Renascer de uma língua, fenecer de outras

Os covanos que são António Forno de gandir uns da marinha de maltezão têm agora que ambrosiar duas vezes antes de colar das do Casal Farto para del rei com seus andarilhos. É que as mandatárias são agora muito aleluias quando o Paialvo é demais no da morcela.

BBC Brasil |

Minhas férias não foram só cherne, Dão e piscina. Ou água de cocô no envólucro natural, geladinha, que este ano teve. Não, não.
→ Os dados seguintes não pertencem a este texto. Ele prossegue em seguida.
PR #392, opened 2021-07-14
fix: expect 'DocumentSnapshot.__hash__' to expect 'DatetimeWithNanosecons'

### LINKED ISSUE #391: DocumentSnapshots cannot be stored in a set, unlike DocumentReference
#### Environment details

  - OS type and version: 64-bit and Ubuntu 18.04.5 LTS
  - Python version: `python 3.7`
  - pip version: `pip 21.1.3`
  - google-cloud-firestore version: `google-cloud-firestore 2.1.0`

#### Steps to reproduce

  1. Add some documents to Firestore and store the document snapshots in a variable ( say `result` )
  2. Form a set of the documents while fetching them `set(result)`

#### Code example

```python
fs_client = firestore.Client()
result=set()
query = fs_client.collection_group(<collection-group-name>)    
for document_snapshot in query.stream():
        result.add(document_snapshot)
```

#### Stack trace
```
  File "<folder>/venv/lib/python3.7/site-packages/google/cloud/firestore_v1/base_document.py", line 372, in __hash__
    seconds = int(self.update_time.timestamp())
AttributeError: timestamp
```

The same does not throw an error when we store `DocumentReference` objects in a set.
Also, modifying `__hash__` as below works:
```python
    def __hash__(self):
        seconds = int(self.update_time.seconds)
        nanos = self.update_time.nanos
        return hash(self._reference) + hash(seconds) + hash(nanos)
```

Making sure to follow these steps will guarantee the quickest resolution possible.

Thanks!

Arushi201296:
Fixes #391  🦕

### DIFF
--- a/google/cloud/firestore_v1/base_document.py
+++ b/google/cloud/firestore_v1/base_document.py
@@ -368,8 +368,8 @@ class DocumentSnapshot(object):
         return self._reference == other._reference and self._data == other._data
 
     def __hash__(self):
-        seconds = int(self.update_time.timestamp())
-        nanos = self.update_time.nanosecond
+        seconds = int(self.update_time.seconds) 
+        nanos = self.update_time.nanos
         return hash(self._reference) + hash(seconds) + hash(nanos)
 
     @property


tseaver (changes requested):
Thanks very much for the patch!  The PR needs to make corresponding changes to the unit test(s) for `__hash__`, found in `tests/unit/v1/test_base_document.py`.

You can run the tests locally with `nox`:  install it via `pip install nox` and then run `nox -s unit-3.8`.

tseaver:
Tagged as `do not merge` pending resolution of the discussion in #398.

crwilcox:
Note that there are current test failures to address 
image

tseaver:
@Arushi201296 I've added the needed test in #467, and so I'm closing this PR.  Again, thanks for the report and the patch!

Este ano, além de passar muito mal, li Camilo Castelo Branco (o esplêndido Amor de Perdição) e comecei a estudar o minderico. Estando ameaçado de extinção, feito eu, é comigo.

O minderico é um socioleto falado com alguma frequência até a década de 70 na vila do Minde, concelho de Alcacena, quiçá um calão, como se disse, em vias de desaparecimento. Mas li em jornal sério, numa matéria de página inteira, que umas palavras da língua (ou será calão profissional?), dirigidas ao cidadão correto, pode ver um brilho surgir em seus olhos minderense se perguntar, mesmo com sotaque brasileiro, "Como vai a Piação do Ninhou?"

O Minderico, ou Piação dos Charales do Ninhou, é a variante linguística falado em Minde desde o século XVIII, inicialmente usado como código para negociações por um povo (sobraram poucos, mas altivos) por natureza negociante. O Minde é fruto de uma sociedade fechada, localizada num vale, entre duas serras (a d'Aire e a dos candeeiros) e o minderico, inicialmente igual a umas poucas outras línguas que restaram e que servem para seus membros se entenderem entre si sem serem compreendidos por outros.

Graças à professora Vera Ferreira, linguista portuguesa sediada na Alemanha, e à Volkswagen, lá também estabelecida, estão de comum acordo em vias de conseguir oficialização para o vernáculo em questão graças aos fabricantes dos velhos besourões e ao Programa de Documentação da Línguas Ameaçadas em todo o mundo. Feito o Guguyimidjir, a língua laz, o nju e, por que não?, o português do Brasil.

Há uma TV Minde, online, onde não levam nada que se pareça, bendito seja Shiva, Caminho para as Índias. Há um Dicionário de Minderico que não consegui comprar, mas chego lá. E muitos outros projetos (eu, pessoalmente prefiro projecto), ou atos abertos, do que diversos países com mais de 6000 pessoas alfabetizadas.

A piação (não confundir com Twitter) dispensa decreto-lei, reformas, acordos ou dicionários venais. Trata-se apenas de uma língua falada e usada por uma gente orgulhosa do que lhe foi legado. Quem dera fossem todas as gentes que herdaram o idioma, socioleto ou calão de Camões, fossem sensatos como a professora portuguesa e as indústrias Volkswagen.

Em tempo: aquelas primeiras linhas querem dizer o seguinte em português de Portugal, o único que vale a pena, aliás: "Os que gostam de beber uns copos de vinho têm agora que pensar duas vezes antes de deixar a mesa para ir à estrada conduzir automóveis. É que as leis são rigorosas quanto a excesso de álcool no sangue."